My fiancé is a veterinarian. She plans to find work after we arrive in Dubai so that she can actually meet with prospective employers beforehand. 

Will already being based in Dubai hinder her ability to receive a good salary package (including housing, transportation allowances, etc)?? 

We really hope this isn't the case in Dubai...?


----------



## vantage (May 10, 2012)

kakutoudamashii said:


> I spent 12 years living in Japan. Although I lived more of a local lifestyle than an Expat one, I noticed one major difference: Everything being equal, for non ESL jobs, a foreigner who comes to Japan via an Inner-Company transfer or who is newly hired based on their merits in their home country can expect to receive a better salary package. Is the same so for Dubai? My fiancé is a veterinarian. She plans to find work after we arrive in Dubai so that she can actually meet with prospective employers beforehand. Will already being based in Dubai hinder her ability to receive a good salary package (including housing, transportation allowances, etc)?? We really hope this isn't the case in Dubai...?


It shouldn't make any difference, as, although she is your fiancé, she is still an individual.
If you were married, and she was under your sponsorship, then many employers may assume that housing is covered via the husbands job.


----------



## mo87 (Mar 23, 2014)

Will in some cases yes.
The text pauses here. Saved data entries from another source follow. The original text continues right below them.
PR #12518, opened 2020-07-17
Fix #12487: Proxy cache create duplicated operation log

### LINKED ISSUE #12487: Proxy cache create duplicated operation log
When pull a image already cached,  it generate duplicated operation log for creation
Screen Shot 2020-07-15 at 4 21 35 PM

stonezdj:
Change method UseLocalManifest to avoid pull manifest from remote repo frequently

### DIFF
--- a/src/controller/proxy/controller.go
+++ b/src/controller/proxy/controller.go
@@ -30,8 +30,7 @@ import (
 	"github.com/goharbor/harbor/src/lib"
 	"github.com/goharbor/harbor/src/lib/errors"
 	"github.com/goharbor/harbor/src/lib/log"
-	"github.com/goharbor/harbor/src/replication/registry"
-	v1 "github.com/opencontainers/image-spec/specs-go/v1"
+	"github.com/opencontainers/image-spec/specs-go/v1"
 )
 
 const (
@@ -52,7 +51,7 @@ type Controller interface {
 	// UseLocalBlob check if the blob should use local copy
 	UseLocalBlob(ctx context.Context, art lib.ArtifactInfo) bool
 	// UseLocalManifest check manifest should use local copy
-	UseLocalManifest(ctx context.Context, art lib.ArtifactInfo) bool
+	UseLocalManifest(ctx context.Context, art lib.ArtifactInfo) (bool, error)
 	// ProxyBlob proxy the blob request to the remote server, p is the proxy project
 	// art is the ArtifactInfo which includes the digest of the blob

Being hired from abroad gives you a little edge as they need to "convince" you to accept. But that doesn't happen in all places and tends to happen more in higher end or managerial jobs. Best of luck and "ohayo" to Dubai


----------



## TallyHo (Aug 21, 2011)

There are some differences between being a local hire versus an overseas hire. 

I don't think it manifests itself into a noticeable financial difference (if any) in the package value. It has to do with certain requirements such as if you're an overseas hire, the company will fly you to Dubai at their expense, and when your contract ends, they're required to provide you with a flight back to your home destination. And your end of service gratuity may also be affected. If you're made redundant, overseas hire get 3 months' severance, while local hires get 1 month severance. (I think!). 



kakutoudamashii said:


> I spent 12 years living in Japan. Although I lived more of a local lifestyle than an Expat one, I noticed one major difference:
> 
> Everything being equal, for non ESL jobs, a foreigner who comes to Japan via an Inner-Company transfer or who is newly hired based on their merits in their home country can expect to receive a better salary package.
> 
> ...


----------



## BedouGirl (Sep 15, 2011)

Technically, there's no such thing as redundancy here and there's nothing in the LL that says you get anything different money-wise according to whether you're hired from overseas. Any pay off would be in accordance with the LL and you would receive a one-way ticket home. Having said that, if anything additional was negotiated into the contract, then - of course - that's another matter. Interestingly and just in terms of leaving employment normally, the LL does not specify that a repatriation ticket is an automatic entitlement. It's compulsory for those who cannot afford to get themselves home and, again, a matter of negotiation at the outset.


----------



## Gavtek (Aug 23, 2009)

It works differently here.

The locals don't tend to work in the private sector so the vast majority of employees are all ex-pats, however, the packages can vary usually between 2 categories:

Local Hire: You get salary, annual flight and medical insurance only. Your contract will state there is a housing allowance and transport allowance, but in reality, this is just to reduce your basic salary to screw you out of end of service gratuity.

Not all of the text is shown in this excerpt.